Activity: Count every line in the data below where the word "right" appears, then state only that count.

Exercise input:

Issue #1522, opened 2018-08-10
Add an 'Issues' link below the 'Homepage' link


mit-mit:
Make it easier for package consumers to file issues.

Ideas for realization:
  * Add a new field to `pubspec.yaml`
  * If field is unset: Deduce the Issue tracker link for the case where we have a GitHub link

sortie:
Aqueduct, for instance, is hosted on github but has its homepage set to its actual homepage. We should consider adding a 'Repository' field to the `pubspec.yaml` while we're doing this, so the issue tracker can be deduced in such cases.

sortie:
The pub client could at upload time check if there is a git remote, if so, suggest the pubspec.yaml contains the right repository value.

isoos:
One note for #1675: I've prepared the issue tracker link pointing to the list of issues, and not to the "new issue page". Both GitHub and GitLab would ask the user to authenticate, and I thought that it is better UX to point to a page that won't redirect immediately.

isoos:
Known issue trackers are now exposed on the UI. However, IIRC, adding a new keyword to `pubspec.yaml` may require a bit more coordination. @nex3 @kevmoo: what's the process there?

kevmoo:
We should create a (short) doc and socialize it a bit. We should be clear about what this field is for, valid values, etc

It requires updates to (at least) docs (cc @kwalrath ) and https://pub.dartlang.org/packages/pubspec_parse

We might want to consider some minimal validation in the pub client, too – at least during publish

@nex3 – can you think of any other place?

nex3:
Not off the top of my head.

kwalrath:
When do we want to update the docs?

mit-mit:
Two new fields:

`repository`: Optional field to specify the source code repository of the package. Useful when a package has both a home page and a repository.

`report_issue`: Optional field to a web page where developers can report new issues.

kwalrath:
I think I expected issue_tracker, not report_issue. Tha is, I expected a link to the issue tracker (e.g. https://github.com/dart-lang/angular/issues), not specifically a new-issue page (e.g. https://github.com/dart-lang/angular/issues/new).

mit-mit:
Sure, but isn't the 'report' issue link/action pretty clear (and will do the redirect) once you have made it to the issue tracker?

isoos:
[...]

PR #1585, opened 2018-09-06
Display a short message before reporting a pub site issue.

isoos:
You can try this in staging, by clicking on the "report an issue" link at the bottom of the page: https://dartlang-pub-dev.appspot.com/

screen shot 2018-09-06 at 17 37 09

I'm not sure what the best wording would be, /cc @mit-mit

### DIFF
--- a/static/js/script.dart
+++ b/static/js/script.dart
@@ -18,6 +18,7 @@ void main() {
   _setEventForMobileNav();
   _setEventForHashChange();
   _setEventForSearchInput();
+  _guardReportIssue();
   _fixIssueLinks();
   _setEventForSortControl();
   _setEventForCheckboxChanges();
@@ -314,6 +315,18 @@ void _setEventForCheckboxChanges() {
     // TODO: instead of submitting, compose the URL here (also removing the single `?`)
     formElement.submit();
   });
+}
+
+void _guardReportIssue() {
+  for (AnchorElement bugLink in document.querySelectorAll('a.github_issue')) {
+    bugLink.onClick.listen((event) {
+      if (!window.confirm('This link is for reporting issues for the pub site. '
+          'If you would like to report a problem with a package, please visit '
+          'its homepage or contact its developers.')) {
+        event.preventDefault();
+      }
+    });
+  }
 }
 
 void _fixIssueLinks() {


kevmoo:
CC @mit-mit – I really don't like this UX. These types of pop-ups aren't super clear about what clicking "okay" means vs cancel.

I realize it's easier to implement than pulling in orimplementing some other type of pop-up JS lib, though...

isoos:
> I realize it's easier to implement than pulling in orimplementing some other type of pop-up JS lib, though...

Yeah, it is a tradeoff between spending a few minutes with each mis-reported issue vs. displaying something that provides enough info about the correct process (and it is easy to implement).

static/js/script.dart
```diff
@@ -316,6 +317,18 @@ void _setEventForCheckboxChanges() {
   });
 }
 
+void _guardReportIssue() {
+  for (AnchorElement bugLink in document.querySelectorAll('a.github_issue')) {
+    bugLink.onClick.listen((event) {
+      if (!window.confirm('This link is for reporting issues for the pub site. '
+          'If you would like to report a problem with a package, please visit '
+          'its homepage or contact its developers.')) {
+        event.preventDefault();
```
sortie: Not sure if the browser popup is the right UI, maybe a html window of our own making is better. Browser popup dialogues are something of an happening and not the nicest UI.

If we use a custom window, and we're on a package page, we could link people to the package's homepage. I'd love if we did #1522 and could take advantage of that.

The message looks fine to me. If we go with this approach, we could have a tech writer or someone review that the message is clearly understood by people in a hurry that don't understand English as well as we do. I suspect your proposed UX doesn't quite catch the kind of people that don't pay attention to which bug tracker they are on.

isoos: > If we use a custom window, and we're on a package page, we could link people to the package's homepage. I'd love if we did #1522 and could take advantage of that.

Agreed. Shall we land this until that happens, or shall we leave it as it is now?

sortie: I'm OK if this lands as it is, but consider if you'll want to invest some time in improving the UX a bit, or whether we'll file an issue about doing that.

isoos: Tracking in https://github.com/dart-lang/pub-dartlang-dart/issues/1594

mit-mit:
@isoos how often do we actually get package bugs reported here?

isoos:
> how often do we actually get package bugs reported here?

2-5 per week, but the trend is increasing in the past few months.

Exercise result: 2